Она наконец добралась до дверцы машины, увидела двоих сестер, прижавшихся к ней, и взялась за ручку.
— Забудь о нем, — услышала она, и чьи-то руки стали оттаскивать ее от машины. Она потеряла равновесие, но сразу же выпрямилась и оказалась лицом к лицу с молодым парнишкой, лицо которого было искажено злобой и ненавистью. В нем было что-то демоническое.
— Он убил моего брата. Он все равно умрет. Прямо здесь. Сегодня.
— Только в том случае, если я не смогу ему ничем помочь. — Больше всего ее разозлило даже не то, что он толкал ее, а то, что осмелился говорить в таком тоне. — Отойдите.

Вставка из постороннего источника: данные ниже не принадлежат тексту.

PR #81, opened 2020-01-28
Asset add: return structure instead of key

samlesu:


chaincode/traintuple.go
```diff
@@ -210,20 +210,24 @@ func (traintuple *Traintuple) Save(db *LedgerDB, traintupleKey string) error {
...
+		return
 	}
 
-	return map[string]string{"key": key}, nil
+	traintuple, err := db.GetTraintuple(key)
+	if err != nil {
+		return
+	}
+	err = out.Fill(db, traintuple, key)
+	return
```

— Ну уж нет, ни за что. — Он толкнул ее в грудь и встал на пути. Она стала отталкивать его. — Его семья убила моего брата. — Он показал на другую машину. — Помоги ему. А этот все равно умрет.
— А ну-ка, прочь с дороги. Мы спасем обоих. Убирайтесь! — Голос ее звенел над всем этим раздраженным роем людских голосов, она пыталась оттолкнуть его от машины.
— Только дотронься до него, сучка, и ты тоже умрешь.
Она вспоминала потом, что это заявление показалось ей настолько абсурдным, что она чуть не рассмеялась ему в лицо. Конечно, она была слишком сердита, чтобы смеяться, но все это было так по-детски — угроза, которую он никак не мог выполнить. Об этом даже думать было смешно. Врачей не убивают. С врачами судятся. Врачи отвечают за неправильное лечение и невнимание к пациентам, но не за спасенные жизни. Как бессмысленно.